(What to produce)
At the line with "yibudak, line 41: We", start repeating the data, and continue line by line through the final line, exactly.

(Input)
PR #833, opened 2023-08-28
[16.0][FIX] website_sale_hide_price: show alert when price is hidden

yibudak:
When the price is hidden on the website, we have a field in both the `website` and `product.template` model about why it is hidden. But this alert is not visible in the frontend even if the price is hidden because it has the wrong condition.

To reproduce the error:
1- Hide prices to Public User.
2- Define a price hidden alert on the website in general settings.
3- Check the product price and the alert.

In this PR I believe I have solved the error, I am checking if the alert is defined and if the price is currently hidden.

### DIFF
--- a/website_sale_hide_price/views/website_sale_template.xml
+++ b/website_sale_hide_price/views/website_sale_template.xml
@@ -38,10 +38,10 @@
             >pricelist,product,website,website.website_show_price,product.website_hide_price</attribute>
         </xpath>
         <xpath expr="//a[@id='add_to_cart']" position="before">
-            <t t-set="user_authenticated" t-value="user_id != website.user_id" />
             <div
                 class="alert alert-info"
-                t-if="product.website_hide_price and (product.website_hide_price_message or website.website_hide_price_default_message) and user_authenticated"
+                t-if="(product.website_hide_price_message or website.website_hide_price_default_message)
+                 and not (website and website.website_show_price and not product.website_hide_price)"
             >
                 <i class="fa fa-info-circle" /> <span
                     t-esc="product.website_hide_price_message or website.website_hide_price_default_message"


website_sale_hide_price/views/website_sale_template.xml
```diff
@@ -38,10 +38,10 @@
             >pricelist,product,website,website.website_show_price,product.website_hide_price</attribute>
         </xpath>
         <xpath expr="//a[@id='add_to_cart']" position="before">
-            <t t-set="user_authenticated" t-value="user_id != website.user_id" />
```
yibudak, line 41: We don't need this variable because we check otherwise if prices are visible in other views. It should be the same here as it is in the other views.

yibudak:
@pedrobaeza @chienandalu @pilarvargas-tecnativa @manuelcalerosolis @ChrisOForgeFlow

pedrobaeza:
Squash commits into one and use a proper commit message:

https://github.com/OCA/odoo-community.org/blob/master/website/Contribution/CONTRIBUTING.rst#71commit-message

yibudak:
@pedrobaeza done, thanks.

chienandalu (commented):
Hi, @yibudak Thanks for your contribution :)

Some customers don't want that the public user can see the message. Anyway, you could add a website configuration to allow both behaviors.

yibudak:
> Hi, @yibudak Thanks for your contribution :)
> 
> Some customers don't want that the public user can see the message. Anyway, you could add a website configuration to allow both behaviors.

(Answer to the exercise)
yibudak, line 41: We don't need this variable because we check otherwise if prices are visible in other views. It should be the same here as it is in the other views.

yibudak:
@pedrobaeza @chienandalu @pilarvargas-tecnativa @manuelcalerosolis @ChrisOForgeFlow

pedrobaeza:
Squash commits into one and use a proper commit message:

https://github.com/OCA/odoo-community.org/blob/master/website/Contribution/CONTRIBUTING.rst#71commit-message

yibudak:
@pedrobaeza done, thanks.

chienandalu (commented):
Hi, @yibudak Thanks for your contribution :)

Some customers don't want that the public user can see the message. Anyway, you could add a website configuration to allow both behaviors.

yibudak:
> Hi, @yibudak Thanks for your contribution :)
> 
> Some customers don't want that the public user can see the message. Anyway, you could add a website configuration to allow both behaviors.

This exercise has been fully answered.